US expert: Israeli response to coronavirus crisis is ‘right on target’
Compared with the decentralized health system in the US, the Jewish state’s reaction to COVID-19 has been relatively swift and well-organized, says data scientist Dr. Martin Zand
When American medical expert Dr. Martin Zand visited Israel recently, the first coronavirus cases in the country were being diagnosed and publicized. He got on a plane back to the United States shortly afterwards, but he’s kept thinking about the COVID-19 pandemic, and the responses to it in both the US and Israel.
Zand is tackling the pandemic from many angles at the University of Rochester Medical Center in Rochester, New York. A practicing physician, he is the medical center’s senior associate dean for clinical research, as well as the co-director of its Clinical and Translational Science Institute. He coordinates the center’s research response to the COVID-19 pandemic.
He described his role in a phone interview with The Times of Israel as “a combination between an air-traffic controller and a matchmaker,” adding, “I match needs with resources, trying to harmonize these efforts.”
Asked how he keeps himself calm, Zand said that “you have to remain calm in order to be effective and get things done. Pray for the best possible response in bringing cutting-edge therapies to our community and national efforts. Panic is not going to help.”
Zand stayed with family during his visit and he’s been able to continue monitoring the COVID-19 responses in both the US and Israel.
“From what I can see from the news, the response in Israel has actually been right on target,” Zand said. “Social distancing, travel restrictions, the testing and the hospital preparedness, the national response has all been very good.”
He’s a little more critical when it comes to the US. He says there is a “national shortage of a whole variety of supplies for COVID-19 testing.”
Dramatically, in a press conference on March 25, New York Gov. Andrew Cuomo pleaded with the Trump administration to send badly-needed ventilators to help his state, which he called “the canary in the coal mine.”
“We have the highest and the fastest rate of infection,” Cuomo said. “Deal with the issue here. Deploy the resources. Deploy the ventilators here in New York for our apex. And then, after the apex passes here, once we’re [past] that critical point, deploy the ventilators to the other parts of the country where they are needed.”
Asked about such a system of sequential sharing, Zand said that its concept “is to make sure we shift resources to places that have the most need,” and that his labs have shifted to provide reagents for tests.
He said there is “a national shifting in the US of resources,” and although he has “not been involved in these discussions,” he said, “I know there is coordination in the Rochester health care system to make sure that everyone has adequate resource bases to take care of patients, and at this point there were some discussions about shifting resources to other parts of the country.”
Pros and cons of centralized health care
Zand feels that the decentralized American system of state and county government sometimes works to the nation’s disadvantage. He notes that states and counties all have their own departments of public health, “and at a national level, you don’t have an overruling coordinator of those state efforts in the same way that Israel does.”
According to Zand, “I think the most important contrast between Israel and the US health care system with respect to the COVID-19 pandemic is that Israel has a centralized health care system as well as a central public health care system. That has really helped coordinate the response across the country.”
He said that there are also efforts being coordinated in the US, “but it’s easier to achieve synchrony when you have an integrated national public health system.”
One way Zand sees this reflected in the two countries is in terms of social distancing. He explained that “in the US, because there’s no centralized public health system, social distancing measures are being adapted or defined differently by states.”
He cited “nuances of social distancing in different areas, attempts to deal with hardships of social distancing, especially for people who are involved in critical industries or health care during the crisis and need to work.” And, he asked, “what do you do for single parents who have children at home? How do you work from home when taking care of your elderly family members? … I think we’re all struggling with it.”

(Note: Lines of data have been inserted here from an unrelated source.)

PR #1024, opened 2020-05-06
Run linting on CI for ST4

rchl:


rwols:
I'm just now noticing this is for the master branch. But given that I rebased st4000-exploration onto your commits I think if I rebase this as well git will not complain.

rchl:
It's the same commit (content-wise) so it should be smooth.

PR #1025, opened 2020-05-06
Run linting on CI for ST4

rchl:


rwols:
```
plugin/completion.py:112: error: Incompatible types in assignment (expression has type "Optional[Any]", variable has type "List[Dict[str, str]]")
```
I think this is my fault :) Fixing it as part of the pr is OK in my book.

rchl:
We'll have to update required checks since names have changes and required checks for st4000-exploration branch.

I have also created https://github.com/sublimelsp/LSP/pull/1024 for master but they will be the same. I guess it doesn't matter if we merge both st3 and st4 separately or just master and then merge.

rchl:
> I think this is my fault :) Fixing it as part of the pr is OK in my book.

I'm not sure how to handle that. The type comment seems correct so how to coerce mypy into accepting it? :)

.github/workflows/main.yml
```diff
@@ -3,48 +3,59 @@ name: main
...
+          sh ci.sh install_package_control
+          subl --stay &
+          sleep 8
+          sh ci.sh run_tests --coverage
+        name: Run UnitTesting tests
+      - run: |
+          pip3 install coverage==4.5.4 codecov==2.0.15
+          codecov
+
+  Mac-lint:
```
rchl, line 41: Should we even run lint on both mac and Linux? I can't imagine the lint issues to be platform-specific.

rchl: I've only left linting running on linux. Lemme know what you think.

PR #1026, opened 2020-05-06
Only underline diagnostics that are enabled with show_diagnostics_severity_level

predragnikolic:


predragnikolic:
Some useful feedback from discord regarding this PR.
 
> I does seem like the right thing to do but it's a "breaking" change as it changes default behavior. I'm currently happy with defaults - that is: show_diagnostics_severity_level being 2 and me still seeing all issues (including notices) in the view. So after your change I would need to change level to 4 to have the same. So then maybe the default should also change so that users don't have to experience a "breaking change".
That would change behavior of diagnostics panel but that might be less intrusive change

I think I am going to change the default for `auto_show_diagnostics_panel_level` from `2` to `4` so it doesn't break the current user will continue to see green underlines in the view. (but they will start seeing hints in the Diagnostic panel)

plugin/diagnostics.py
```diff
@@ -252,7 +252,7 @@ def end_file(self, file_name: str) -> None:
         self._relevant_file = False
 
     def end(self) -> None:
-        for severity in range(DiagnosticSeverity.Error, DiagnosticSeverity.Hint + 1):
+        for severity in range(settings.show_diagnostics_severity_level + 1):
```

Yet, he said, social distancing is one of the “essential pieces” in fighting the virus, a practice that is “really widely accepted and recognized,” along with sheltering in place, maintaining a distance of two meters from people outside, hand-washing, only going out for groceries, medical care or medications, and closing all nonessential businesses in high-risk areas.
“That’s certainly what Israel did early,” Zand said. “Those are a good thing.”
That doesn’t necessarily mean that everyone will follow social distancing even in Israel’s centralized system, he notes.
“It’s going to depend on what the local character of social distancing is,” Zand said, “how often people take that guidance. Social distancing is only as good as the individuals who adhere to it. These kinds of local, regional differences make a difference in how effective it is, how the virus spreads in different regions in Israel.”
Whether it’s a centralized or decentralized system, whether in Israel or the US, Zand recommends following basic guidelines.
“If I had one message to leave to you,” he said, it’s that there is “hope for vaccines and treatments for COVID-19, but it’s going to take a while. We really need to focus on slowing this epidemic” through “public health measures like washing your hands, social distancing, staying home except for very, very essential things, shopping for food and medical concerns. Give the system a chance to come up with this treatment.”